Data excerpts
PR #5906, opened 2026-09-08
PMM-15478 Report SEP enablement in server settings

yyyyyyyan:
Ticket number: [PMM-15478](https://perconadev.atlassian.net/browse/PMM-15478)

## What

Populate `sep_enabled` on `/v1/server/settings` and `/v1/server/settings/readonly` from `PMM_ENABLE_SEP`.

This is the backend follow-up #5876 named in its own description ("Consumes `sep_enabled` … once the backend exposes it; until then the UI treats SEP as disabled"). It was never written, so the flag stayed permanently falsy and SEP was unreachable in every build carrying that PR: no Management section in the sidebar at all — the group holds only the SEP apps — and direct navigation to a SEP route rendered "This feature is not enabled. Contact your administrator.", with a healthy side-car. Two people hit this on the current PMM+SEP feature build.

## Changes

- Add `sep_enabled` to `Settings` (tag 21) and `ReadOnlySettings` (tag 9); additive, `buf breaking` passes
- Add `env.EnableSEP` and `env.SEPEnabled()`; take `PMM_ENABLE_SEP` out of the settings parser's stored path
- Populate the field in `convertSettings` and `convertReadOnlySettings`
- Cover `SEPEnabled` value handling and the read-only converter with tests

## Notes

**Not persisted, and not settable.** SEP enablement describes how the process was started — the entrypoint renders SEP's nginx locations and brings up the side-car only when the variable is set. Routing it through `ChangeSettingsParams` (the path `EnableUpdates` takes) would write it to the settings table via `models.UpdateSettings`, and a nil pointer on a later start means "no change", so a deployment that dropped the variable would keep reporting `sep_enabled: true` after its SEP surface was gone. `enable_internal_pg_qan` is the precedent for computing a response field from live state instead.

**`SEPEnabled` deliberately does not use `env.GetBool`.** The entrypoint's `is_enabled` accepts only `1` and `true`. Accepting the wider set `strconv.ParseBool` allows would let `PMM_ENABLE_SEP=True` report SEP as enabled while no nginx location block exists — the UI would offer links nginx cannot route. The test covers `True` and `yes` as disabled for exactly this reason.

**No UI change is required.** `sepEnabled` already exists on `ReadonlySettings`, and `axios-case-converter` maps `sep_enabled` onto it.

## Verification

`buf breaking` and `buf lint` pass; `golangci-lint --new-from-rev=origin/PMM-15205-sep-fb` reports 0 issues; license check clean; `go build ./api/... ./managed/...` and the new tests pass; `go mod tidy` is a no-op.

Not yet exercised on a live server — this needs a new feature build off `PMM-15205-sep-fb` to confirm the Management section returns with `PMM_ENABLE_SEP=1` and stays hidden without it. Flagging that rather than claiming it.

- [ ] API Docs updated

- Completes the follow-up named in #5876 (PMM-15281)
- Related proxy work: PMM-15279 / #5759 (`PMM_ENABLE_SEP`, the `/sep/` location block)

[PMM-15478]: https://perconadev.atlassian.net/browse/PMM-15478?atlOrigin=eyJpIjoiNWRkNTljNzYxNjVmNDY3MDlhMDU5Y2ZhYzA5YTRkZjUiLCJwIjoiZ2l0aHViLWNvbS1KU1cifQ

### DIFF
--- a/api/server/v1/json/client/server_service/change_settings_responses.go
+++ b/api/server/v1/json/client/server_service/change_settings_responses.go
@@ -983,6 +983,10 @@ type ChangeSettingsOKBodySettings struct {
 	// True if Query Analytics for PMM's internal PG database is enabled.
 	EnableInternalPgQAN bool `json:"enable_internal_pg_qan,omitempty"`
 
+	// True if the SEP integration is enabled. Read-only: it reports how this PMM
+	// Server process was started, and cannot be changed through ChangeSettings.
+	SepEnabled bool `json:"sep_enabled,omitempty"`
+
 	// advisor run intervals
 	AdvisorRunIntervals *ChangeSettingsOKBodySettingsAdvisorRunIntervals `json:"advisor_run_intervals,omitempty"`
 
--- a/api/server/v1/json/client/server_service/get_read_only_settings_responses.go
+++ b/api/server/v1/json/client/server_service/get_read_only_settings_responses.go
@@ -707,6 +707,9 @@ type GetReadOnlySettingsOKBodySettings struct {
 
 	// True if Access Control is enabled.
 	EnableAccessControl bool `json:"enable_access_control,omitempty"`
+
+	// True if the SEP integration is enabled.
+	SepEnabled bool `json:"sep_enabled,omitempty"`
 }
 
 // Validate validates this get read only settings OK body settings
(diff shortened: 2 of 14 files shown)


yyyyyyyan:
@coderabbitai full review

PR #5924, opened 2026-09-10
PMM-15458 Give every form field one helper text, and only one

peter-o-addo:
Ticket number: PMM-15458

## Problem

Where schema field help existed it was painted twice or three times: as the field caption/helperText, again as a FieldHelpIcon tooltip with the same string, and for Encryption again as `SectionLayout.description` prose under the section title. BoolField was the clearest case (`labelCaption={field.description}` plus `FieldHelpIcon` with the same description); text/number/file/yaml/select shells did the same via `FieldLabelWithHelp` + `helperText`.

Options such as Hardlink full backups, FTWRL guardian, Check disk space first, Logging directory and MySQL defaults file had no helper text at all. That copy is schema content (PMM-15480), not something the FE can invent.

From Pedro Fernandes' UX pass over the MySQL Backups Tech Preview, recorded as finding P5 on PMM-15380, under the PMM-15217 umbrella. Observed on a build that predates the vendored SEP sync to c16578dfe (#5886); re-checked against the current be2859f3a watermark.

## What

Rendering half only, in the vendored SEP framework (`ui/packages/sep/framework`). No MySQL-specific form pages: `SchemaDrivenPlugin` + `SchemaFormRenderer` own the forms.

- **Field components:** `field.description` is shown on one surface only: BoolField `labelCaption`; String/Integer/Float/TextArea/Yaml/DateTime/File `helperText`; SchemaSelectShell `FormHelperText`. The same string is no longer passed to `FieldHelpIcon` / `FieldLabelWithHelp`. Schema still has a single `description` field, so there is no separate "deep tooltip" channel; until one exists, no tooltip from `description`.
- **SchemaFormRenderer:** stop rendering `section.description`, so Encryption (and any other section) cannot restate field help even if the sidecar still sends the blurb.
- **Tests:** assert helper text once, no restating help icon, and section prose not shown. `FieldHelpIcon` / `FieldLabelWithHelp` unit tests kept for the unused primitive.

## Acceptance criteria

- [x] No field renders the same text as both caption and tooltip.
- [x] The Encryption section carries no prose that restates its fields' own help.
- [x] Field help follows PMM copy conventions (plain, imperative); copy itself is schema/PMM-15480; this PR only stops double-painting.
- [ ] Once PMM-15480 lands on the sidecar, every field on the backup and restore forms that carries a description shows that helper once.

## Notes

- Framework pieces under `ui/packages/sep/` are PMM-side divergence and want upstreaming to percona/percona-sep or they return at the next sync.
- Missing helper strings for Hardlink / FTWRL / disk space / logging / defaults are PMM-15480 (sidecar schema). This ticket does not author them.
- SEP-1606 had intentionally duplicated `description` into a tooltip so help survived when a validation error replaced helperText. This PR accepts that trade-off: one helper surface, no restatement.

### DIFF
--- a/ui/packages/sep/framework/src/components/SchemaFormRenderer/SchemaFormRenderer.fieldErrors.test.tsx
+++ b/ui/packages/sep/framework/src/components/SchemaFormRenderer/SchemaFormRenderer.fieldErrors.test.tsx
@@ -81,19 +81,13 @@ describe('SchemaFormRenderer field errors', () => {
     // Integer (helperText) field also surfaces its mapped error.
     expect(screen.getByText('must be positive')).toBeInTheDocument();
     expect(screen.queryByText('Max rows')).not.toBeInTheDocument();
-    // Help icons remain while helperText shows the error; pin count + visible <label>.
+    // Description is helper text only — no restating help icon while errors show.
     expect(document.querySelectorAll('[data-help-for="Title"]')).toHaveLength(
-      2
+      0
     );
     expect(
-      document.querySelectorAll('label [data-help-for="Title"]')
-    ).toHaveLength(1);
-    expect(
       document.querySelectorAll('[data-help-for="Row Limit"]')
-    ).toHaveLength(2);
-    expect(
-      document.querySelectorAll('label [data-help-for="Row Limit"]')
-    ).toHaveLength(1);
+    ).toHaveLength(0);
     // The persistent banner is rendered.
     expect(screen.getByText(/Failed/)).toBeInTheDocument();
   });
@@ -173,7 +167,6 @@ describe('SchemaFormRenderer field errors', () => {
 
     // Empty the required title field, then resubmit: the client-side gate blocks
     // the submit, so the eager clear must not drop `limit`'s inline highlight.
-    // Prefer role+name: getByLabelText(/Title/) also matches "Help for Title".
     await user.clear(screen.getByRole('textbox', { name: /Title/ }));
     await user.click(screen.getByRole('button', { name: 'Run' }));
 
--- a/ui/packages/sep/framework/src/components/SchemaFormRenderer/SchemaFormRenderer.spotCheck.test.tsx
+++ b/ui/packages/sep/framework/src/components/SchemaFormRenderer/SchemaFormRenderer.spotCheck.test.tsx
@@ -20,9 +20,8 @@
  *
  * Direct consumers: mysql_backups (via SchemaDrivenPlugin) and atw
  * (CollectPane); SnippetExecutionAccordion covers the synthesised
- * snippet-parameter path. Confirms help icons appear only on described fields
- * and core inputs still mount — a regression guard for the framework-global
- * label change.
+ * snippet-parameter path. Confirms field descriptions appear once as helper
+ * text (never as a restating help icon) and core inputs still mount.
  */
 
 import { describe, expect, it, vi } from 'vitest';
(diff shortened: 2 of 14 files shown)


yyyyyyyan (commented):
@peter-o-addo — the field-level half of this is clean, and I checked each component rather than trusting the pattern: `helperText` survives on String/Integer/Float/TextArea/Yaml/DateTime, `helperText={error ? error.message : field.description}` on File, `labelCaption` on Bool, `FormHelperText` on the select shell, and all three `ChoiceField` branches paint it exactly once. Nothing lost its help. Deleting `FieldLabelWithHelp` outright rather than leaving an orphan was the right call — nothing in `ui/` imports it any more.

I pushed one commit, 7da8713b6, rather than leave it as a suggestion. `FieldHelpIcon` was the only emitter of `data-help-for`, so once it is deleted `document.querySelectorAll('[data-help-for="…"]')` returns empty for every selector — a misspelled label, a field that never mounted, anything. The thirteen negative assertions could no longer fail, and nine of them had no positive pairing. The `getByText(description)` assertions are the real guard: `getByText` throws when a string matches more than one node, which is exactly the double-painting this work exists to prevent. Revert it if you would rather keep them.

**Section prose and group prose now follow opposite rules** — `OneOfGroupSlot.tsx:89-91`. The block deleted from `SchemaFormRenderer` and the one still in `OneOfGroupSlot` are the same markup down to the `sx`, and both arrived in 49123fb11:

```tsx
{group.description ? (
  <Typography variant="body2" color="text.secondary" sx={{ mb: 1 }}>
    {group.description}
  </Typography>
) : null}
```

The suite pins both rules in one file now: `SchemaFormRenderer.test.tsx:328` asserts section prose is absent, `:2649` asserts group prose is present. I went looking for a rule that separates them and could not find one that holds — *sections restate field help, groups label a choice* is the natural candidate, but the Encryption fixture at `:333` ("Pick an Encryption format first; the fields below are that format's parameters") labels a choice just as much as "Choose how to specify source rows" does. This is the same ground Copilot's suppressed comment covers, and I think it is right that the split needs settling. Dropping the group block too is the smaller change; keeping both surfaces and taking the Encryption copy out at the schema is the other. Either reads fine — what I would avoid is leaving them split with nothing recording why, since the next person to touch this finds two tests disagreeing.

**The vendored spec still documents the render that just went away** — `ui/packages/sep/api/specs/sep.json`, `components.schemas.framework__FormSection`: *"Optional helper text rendered beneath the section heading."* `framework__OneOfGroup` carries the same sentence for the group label. That file is dumped from the backend and guarded for freshness, so the sentence returns on every refresh regardless of what this renderer does. The durable fix is the backend docstring in percona-sep rather than anything here.



**The Tests bullet in the description is stale** — it says the `FieldHelpIcon` / `FieldLabelWithHelp` unit tests are kept for the unused primitive, but db93ad309 removed `FieldLabelWithHelp.test.tsx` along with the module. Worth correcting before merge, since the squash body picks the description up.

**Commits carry neither the key prefix nor a sign-off** — a514daccc through db93ad309. Every non-merge commit on `PMM-15205-sep-fb` has both (b784b4545, 2b0f86c9a, c5ea2b80e, 862e1872a), and squash-merge takes the title from the PR title but will not synthesise the trailer. Not worth rewriting history for — flagging it so the next one carries it.

Nothing else caught my eye: the checks are green, `Typography` is still used for the section legend so no import was orphaned, and the `userEvent` drop in `SchemaSelectShell.test.tsx` was correct.

yyyyyyyan:
Both of the things I raised are settled now.

**Why sections drop prose and groups keep it** — f314d13e5. I said I could not find a rule separating the two surfaces; that was wrong, and the distinction is structural rather than editorial. A section holds declared fields and every one carries its own `description`, so section prose can only ever restate field-level help. A one_of group renders a segmented control built from `branches`, and `discriminator` is a form-state path that `useWatch` and `setValue` address rather than a declared field — so nothing else can carry what that control means. The behaviour you shipped is right; it just was not written down anywhere. Both mirror types now say so, which is where a reader lands coming from either surface.

**The spec clause** — percona/SEP#1541. `FormSection.description` and `SectionLayout.description` both promised the text is rendered beneath the heading, which stays true of SEP's own renderer and is no longer true here. That PR loosens both to say presentation is the renderer's choice and names which one does what, so the sentence stops returning on every refresh. The vendored copy here keeps the old wording until the next sync — that is the normal path for those fixtures, and hand-patching `specs/sep.json` would only drift `src/generated/` against it.

Two small ones still yours: the Tests bullet in the description says the `FieldLabelWithHelp` unit tests were kept, and the commits carry no key prefix or sign-off.

yyyyyyyan (approved):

> _Work request_: Write out exactly the lines between the start of the entries and the line containing "- Populate the", including that line and the first one.

> _Response box_:
PR #5906, opened 2026-09-08
PMM-15478 Report SEP enablement in server settings

yyyyyyyan:
Ticket number: [PMM-15478](https://perconadev.atlassian.net/browse/PMM-15478)

## What

Populate `sep_enabled` on `/v1/server/settings` and `/v1/server/settings/readonly` from `PMM_ENABLE_SEP`.

This is the backend follow-up #5876 named in its own description ("Consumes `sep_enabled` … once the backend exposes it; until then the UI treats SEP as disabled"). It was never written, so the flag stayed permanently falsy and SEP was unreachable in every build carrying that PR: no Management section in the sidebar at all — the group holds only the SEP apps — and direct navigation to a SEP route rendered "This feature is not enabled. Contact your administrator.", with a healthy side-car. Two people hit this on the current PMM+SEP feature build.

## Changes

- Add `sep_enabled` to `Settings` (tag 21) and `ReadOnlySettings` (tag 9); additive, `buf breaking` passes
- Add `env.EnableSEP` and `env.SEPEnabled()`; take `PMM_ENABLE_SEP` out of the settings parser's stored path
- Populate the field in `convertSettings` and `convertReadOnlySettings`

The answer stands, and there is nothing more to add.